体制移行に伴う転籍の同意後に不利益が生じたとする主張への対応と訴訟リスク

◯事案の概要

持株会社への体制移行に伴い、グループ会社間で一部の部門において転籍を実施したところ、転籍前の事業会社で人事・給与制度が変更され、結果的に転籍による不利益が生じたとの苦情を受けている

◯相談内容

この春(4月)に、持株会社体制へ移行した会社なのですが、管理部門などの社員は、事業会社から持株会社へ一斉に転籍となりました。その際に、転籍先では人事制度・給与制度が異なる為、人によっては多少の賃金の不利益が発生するのですが、なるべく大きな不利益変更とならないよう、3年間は調整給を支給し、年収を保障する措置を取っております。

就業時間や年間休日、勤務地、退職金、その他福利厚生などの条件は変更ありませんし、仕事内容についても、今までと内容が大きく変わるものではありません。転籍先での労働条件の説明はきちんと行い、3月に全員から「転籍同意書」をもらい、4月から転籍してもらった次第です。

ところが、「転籍同意書」を取得した後に、転籍前の事業会社も人事制度・給与制度の変更を行ったようで、その内容を聞き知った転籍者が、「(転籍前の会社の)新人事制度の詳細を事前に知っていたら、転籍に同意しなかったかもしれない。」と、今になって苦情を言ってきたようです。というのも、もし転籍しなかったら、その新しい人事制度では、自分の今の転籍後の処遇よりも良くなるようで、そのことに不満を持っているようです。

転籍前の会社でも、人事制度の見直しを進めておりましたので、社員の皆さん(転籍対象者も含む)には制度について段階的に発表はしていたのですが、新人事制度の詳細について、経営層の最終決済がなかなか降りず、最終的な正式発表が遅れてしまいました(4月に発表)。転籍対象者に意図的に隠していたわけではありませんので、転籍の同意を取得する時点(3月)では、その時点で明らかになっていたことはきちんと説明を行っているとのことです。会社からは、この苦情に対して、「どのように対応したらいいですか」、という漠然としたご相談です。

私からの回答としては、転籍の手続きについては、バタバタと短期間で行ったことは否めないが、労働条件の大きな不利益変更は無いですし、その苦情を申し出た社員についても、給与は転籍前より増えており、かつ3年間は年収を保障しているので、労働条件の不利益変更には当たらないのではないか。「もし転籍しなかったら、もっと給与が増えていたかもしれない」というのは転籍時点で明らかになっていなかったことですので、後から分かった将来的な期待まで保障する必要はないのではないか、ということです。

「そのことを知っていれば転籍に同意しなかったかもしれない」と言っておられますが、だからと言って転籍を取り消すことも現実的ではありません。
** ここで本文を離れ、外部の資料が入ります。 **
PR #1561, opened 2020-06-04
Move shared Postgres code to base class

wwlorey:
Setting up for stored procedures support

### DIFF
--- a/src/postgres/tree/PostgresResourcesTreeItemBase.ts
+++ b/src/postgres/tree/PostgresResourcesTreeItemBase.ts
@@ -7,6 +7,7 @@ import { ClientConfig } from "pg";
 import { AzureParentTreeItem, ISubscriptionContext } from "vscode-azureextensionui";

(組織体制が変わっているので、元の会社にその人の仕事はありません。)転籍先でも、もちろん頑張れば、給与はまだまだ伸びる余地はありますので、目先の損得ではなく、大いに実力を発揮していただけるよう、会社として取り組んでいくしかないのでは?とお伝えしております。

以上、長くなりましたが、菰田先生にご相談したいことは、とにかくこの会社は、「訴え」を起こされることを恐れているようなので、万一、訴えを起こされるとしたら、何を争点に訴えを起こされるリスクがありそうでしょうか。
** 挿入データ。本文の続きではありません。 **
PR #1562, opened 2020-06-05
Add tree view for Postgres 🐘 stored procedures ⚙️

wwlorey:
This only shows stored procs for Postgres versions 11+. And the duplicate name logic is the same as tables & functions.

Screen Shot 2020-06-05 at 12 20 07 PM


src/postgres/tree/PostgresStoredProceduresTreeItem.ts
```diff
@@ -0,0 +1,61 @@
...
+        return getThemedIconPath('list-unordered.svg');
+    }
+
+    public hasMoreChildrenImpl(): boolean {
+        return false;
+    }
+
+    public async loadMoreChildrenImpl(): Promise<PostgresStoredProcedureTreeItem[]> {
+        // Adapted from https://aka.ms/AA83fg8
+        const storedProceduresQuery: string = `select n.nspname as schema,
```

①転籍の手続き不備(説明不足など)による転籍無効の訴え(地位確認?)
②労働条件の不利益変更

でしょうか?訴えを起こされるリスクの程度と、どこまで本人の要求を呑みリスク回避に努めるのか、の会社の判断材料をいただければ、と思っております。いくら会社に非はありませんよ、と言ったところで、訴えを起こされるかどうか、は分かりませんので、社労士としてどのようにアドバイスすべきか悩んでおります。